For Dov the service was a bore. The standings, sittings, and chantings confused him, and he passed the time reading the quaint
Hebrew of the liturgy, all new to him. When the Ezrakh gave a brief talk, Dov was surprised at his clear colloquial Hebrew.
He was half expecting Yiddish.

“K’tiva v’hateema tova!”
the Ezrakh began in his high weak voice. (“A good decree, written and sealed, to you all!”) “This greeting, dear friends,
should not be used at services tomorrow, on the second night of our holiday. Tonight, as we are taught, the righteous and
the wicked receive their final decree. But
bainonim
[mediocrities] have the ten days until Yom Kippur to review their deeds, and true remorse can still change the outcome.”
He stroked his long white beard, glancing around with a little smile. “So you see, if
tomorrow
night you wish your neighbor a good decree, you imply he is not righteous, but a mediocrity! Yet how can you be sure? We
must judge every man on the side of merit. All the same, my friends, I give you permission to wish
me
a good decree tomorrow night, because to my pain, I am a mediocrity of mediocrities, and I thank the Creator for the Ten
Days of Repentance.”

Dov asked Galia, when they came out amid the chattering congregants, “How was it in purdah?” The women were all staring at
his father.

“Oh, b’seder, but I sure got funny looks.
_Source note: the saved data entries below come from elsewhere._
PR #1224, opened 2020-01-18
Fix #515: Performing actions on long lines is laggy

### LINKED ISSUE #515: Performing actions on long lines is laggy
~5000 characters line causes significant lag
~30000 line almost freezes the editor
The further you move the laggier it becomes. Toggling syntax highlighting does not affect anything.

OS: Windows 10

bryphe:
During the course of rendering the `EditorSurface`, there were several places where we were inadvertently traversing the entire 'line' string during the course of rendering. 

These included:
- Calls to `Zed_utf8.length`, which require traversing the byte string to get the UTF8 length
- Calls to `Zed_utf8.get` / `Zed_utf8.sub`, which require traversing up to the index point

We were calling these across `BufferViewTokenizer`, `EditorSurface`, and in rendering 'underlines' for diagnostics / definitions, which means we were making many unnecessary traversals across the same strings during the course of rendering.

(Note that calls to `String.length` are fast, because the string byte length is encoded in the header for string values in the OCaml runtime - but to get the UTF8 characters out of the byte array requires traversing the string).

We do need these UTF8 characters, but often, we don't need the entire line. So there are a few things we can do to fix this:
- Cache byte offsets for utf8 characters, so operations like `get` and `sub` can be very fast
- Only traverse / compute UTF8 byte offsets up to a bounded limit. Often, for rendering, we only need to care up to the max column we have visible.

This change refactors our 'BufferLine' model from just a raw string of bytes to something more abstract, in which we can shim in a caching layer to implement those functionalities.

__TODO:__
- [x] Add benchmarks for `BufferLine`
  - [x] `slowLengthUtf8`
  - [x] `boundedLengthUtf8`
  - [x] `getPositionAndWidth`
  - [x] `unsafeGetUChar`
- [x] Implement incremental caching strategy & test against benchmarks
- [x] Create `BufferLine` on buffer update, instead of on-demand with `getLine`
- [x] Synchronize indentation settings

__DEFERRED:__
- Fix `String.trim` in `IndentLineRenderer` (Will handle this in a separate PR)

Benchmark results:

__BEFORE:__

Mostly old ladies in there. I guess the young ones are home making dinner.” The
first stars were out in the clear violet Jerusalem sky, and a cool breeze was blowing. “General, I told Mama that Dov and
I would walk to the Wall after services. So enjoy dinner, and we’ll be back later.”

“Shana tova,” he said, with a paternal wistful smile. Those two could skip dinner or do what they pleased. The world was theirs.

Hand in hand they walked downhill, across a valley and up the slope to the Old City. More tense than he had been while flying
over Syria, Dov wondered how to speak a serious word, meantime telling Galia about a tank column that had broken through here
to the Jaffa Gate in the Six-Day War. He had learned this in an army tour of battle sites for recruits. The route was unmarked,
just so many hilly streets and vacant weed-choked lots.